ACTIVITY:
Each line below that includes "which" counts once; report the total and nothing more.

*** Opening PROVIDED DATA ***

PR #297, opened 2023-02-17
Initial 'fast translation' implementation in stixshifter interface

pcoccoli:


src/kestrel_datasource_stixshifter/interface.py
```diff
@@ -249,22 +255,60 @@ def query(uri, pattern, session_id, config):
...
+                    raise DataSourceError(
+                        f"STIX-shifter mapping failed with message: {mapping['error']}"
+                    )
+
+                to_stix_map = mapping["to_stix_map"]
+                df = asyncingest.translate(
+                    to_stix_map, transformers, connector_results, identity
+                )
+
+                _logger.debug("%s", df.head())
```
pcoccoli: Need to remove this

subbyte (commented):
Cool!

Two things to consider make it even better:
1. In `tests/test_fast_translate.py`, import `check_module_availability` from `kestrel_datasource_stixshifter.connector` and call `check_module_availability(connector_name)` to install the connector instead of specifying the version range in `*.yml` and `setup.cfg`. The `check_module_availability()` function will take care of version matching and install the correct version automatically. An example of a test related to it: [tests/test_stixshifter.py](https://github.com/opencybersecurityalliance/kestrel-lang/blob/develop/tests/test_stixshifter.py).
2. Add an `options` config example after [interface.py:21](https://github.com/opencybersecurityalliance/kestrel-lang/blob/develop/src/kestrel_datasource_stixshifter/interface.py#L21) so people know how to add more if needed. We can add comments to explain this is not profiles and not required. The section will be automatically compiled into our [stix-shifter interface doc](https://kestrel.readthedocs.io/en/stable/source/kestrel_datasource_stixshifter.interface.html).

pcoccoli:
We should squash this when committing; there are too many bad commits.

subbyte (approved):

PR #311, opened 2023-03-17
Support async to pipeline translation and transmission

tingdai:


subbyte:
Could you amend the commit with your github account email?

*** Closing PROVIDED DATA ***
*** Opening PROVIDED DATA ***

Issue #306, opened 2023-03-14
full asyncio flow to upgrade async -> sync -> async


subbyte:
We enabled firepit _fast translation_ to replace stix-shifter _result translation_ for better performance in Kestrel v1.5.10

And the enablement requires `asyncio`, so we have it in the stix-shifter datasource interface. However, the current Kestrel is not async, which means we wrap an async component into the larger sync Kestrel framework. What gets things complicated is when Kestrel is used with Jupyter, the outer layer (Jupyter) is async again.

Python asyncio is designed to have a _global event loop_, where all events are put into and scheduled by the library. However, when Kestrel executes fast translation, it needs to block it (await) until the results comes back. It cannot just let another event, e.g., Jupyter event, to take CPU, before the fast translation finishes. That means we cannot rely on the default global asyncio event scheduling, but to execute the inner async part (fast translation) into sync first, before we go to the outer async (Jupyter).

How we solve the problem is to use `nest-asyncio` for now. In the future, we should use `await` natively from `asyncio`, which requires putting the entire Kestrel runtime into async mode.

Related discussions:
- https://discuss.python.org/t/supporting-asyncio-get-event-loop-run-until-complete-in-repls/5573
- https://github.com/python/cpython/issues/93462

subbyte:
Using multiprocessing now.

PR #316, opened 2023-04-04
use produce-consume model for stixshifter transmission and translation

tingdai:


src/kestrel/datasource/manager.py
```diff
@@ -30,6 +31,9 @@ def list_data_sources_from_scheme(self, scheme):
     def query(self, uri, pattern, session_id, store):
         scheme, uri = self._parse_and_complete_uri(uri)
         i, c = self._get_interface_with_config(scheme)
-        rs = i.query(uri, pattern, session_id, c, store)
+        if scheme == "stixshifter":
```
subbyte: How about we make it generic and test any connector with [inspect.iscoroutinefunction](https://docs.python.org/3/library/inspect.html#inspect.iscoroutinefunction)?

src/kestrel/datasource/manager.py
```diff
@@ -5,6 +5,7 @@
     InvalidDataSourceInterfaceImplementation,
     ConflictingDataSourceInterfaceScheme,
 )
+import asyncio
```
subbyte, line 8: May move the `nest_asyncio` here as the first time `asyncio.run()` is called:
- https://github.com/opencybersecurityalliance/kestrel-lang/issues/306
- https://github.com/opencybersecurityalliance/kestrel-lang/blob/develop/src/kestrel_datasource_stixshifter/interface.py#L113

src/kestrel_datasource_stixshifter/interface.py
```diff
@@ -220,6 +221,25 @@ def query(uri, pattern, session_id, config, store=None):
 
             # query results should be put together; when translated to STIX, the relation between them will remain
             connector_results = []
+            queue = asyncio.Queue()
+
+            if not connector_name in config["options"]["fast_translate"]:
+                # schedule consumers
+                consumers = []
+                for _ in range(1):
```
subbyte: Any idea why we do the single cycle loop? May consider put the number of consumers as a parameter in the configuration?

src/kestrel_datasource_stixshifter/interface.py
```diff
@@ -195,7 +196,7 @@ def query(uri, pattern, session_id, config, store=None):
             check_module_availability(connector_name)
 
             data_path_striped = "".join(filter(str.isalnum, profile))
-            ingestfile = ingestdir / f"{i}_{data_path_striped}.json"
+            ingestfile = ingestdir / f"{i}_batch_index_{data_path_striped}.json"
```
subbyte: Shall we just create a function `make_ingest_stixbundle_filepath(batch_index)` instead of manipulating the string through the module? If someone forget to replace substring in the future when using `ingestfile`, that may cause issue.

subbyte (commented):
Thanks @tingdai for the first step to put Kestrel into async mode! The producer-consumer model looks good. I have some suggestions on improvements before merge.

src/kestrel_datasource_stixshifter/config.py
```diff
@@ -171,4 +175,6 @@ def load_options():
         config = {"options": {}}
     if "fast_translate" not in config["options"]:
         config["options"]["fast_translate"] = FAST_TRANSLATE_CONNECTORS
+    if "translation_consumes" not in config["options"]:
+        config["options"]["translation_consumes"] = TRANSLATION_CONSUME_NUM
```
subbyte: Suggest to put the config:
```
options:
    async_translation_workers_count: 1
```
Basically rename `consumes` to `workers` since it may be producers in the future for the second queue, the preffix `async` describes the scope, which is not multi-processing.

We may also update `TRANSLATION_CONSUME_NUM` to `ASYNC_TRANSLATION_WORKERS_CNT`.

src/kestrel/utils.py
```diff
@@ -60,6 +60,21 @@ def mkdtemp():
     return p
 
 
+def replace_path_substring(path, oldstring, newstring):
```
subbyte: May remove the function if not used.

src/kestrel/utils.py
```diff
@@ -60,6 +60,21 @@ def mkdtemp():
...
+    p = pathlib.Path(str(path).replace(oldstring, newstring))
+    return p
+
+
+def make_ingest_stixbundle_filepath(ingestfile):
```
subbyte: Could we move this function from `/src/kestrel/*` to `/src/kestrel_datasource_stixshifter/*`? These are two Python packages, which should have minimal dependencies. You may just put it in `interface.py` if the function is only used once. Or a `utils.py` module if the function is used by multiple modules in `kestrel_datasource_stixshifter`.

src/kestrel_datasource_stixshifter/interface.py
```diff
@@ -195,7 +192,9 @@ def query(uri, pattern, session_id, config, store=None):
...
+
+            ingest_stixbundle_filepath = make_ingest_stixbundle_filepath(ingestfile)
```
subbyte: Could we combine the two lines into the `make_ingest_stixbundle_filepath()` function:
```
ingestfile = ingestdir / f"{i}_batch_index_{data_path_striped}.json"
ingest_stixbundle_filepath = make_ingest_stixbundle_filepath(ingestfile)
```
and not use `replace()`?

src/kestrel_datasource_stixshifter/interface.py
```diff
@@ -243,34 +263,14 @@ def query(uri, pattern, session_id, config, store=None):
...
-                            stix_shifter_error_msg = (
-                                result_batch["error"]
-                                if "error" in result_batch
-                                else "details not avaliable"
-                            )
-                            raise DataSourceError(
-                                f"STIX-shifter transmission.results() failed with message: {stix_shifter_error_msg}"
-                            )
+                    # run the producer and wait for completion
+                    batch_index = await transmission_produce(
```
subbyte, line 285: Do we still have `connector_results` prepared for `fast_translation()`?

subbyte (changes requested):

*** Closing PROVIDED DATA ***
*** Opening PROVIDED DATA ***

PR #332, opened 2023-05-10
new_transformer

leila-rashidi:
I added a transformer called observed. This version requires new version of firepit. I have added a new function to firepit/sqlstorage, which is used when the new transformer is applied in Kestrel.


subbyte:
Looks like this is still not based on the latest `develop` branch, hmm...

*** Closing PROVIDED DATA ***

OUTPUT OF THE TASK:
5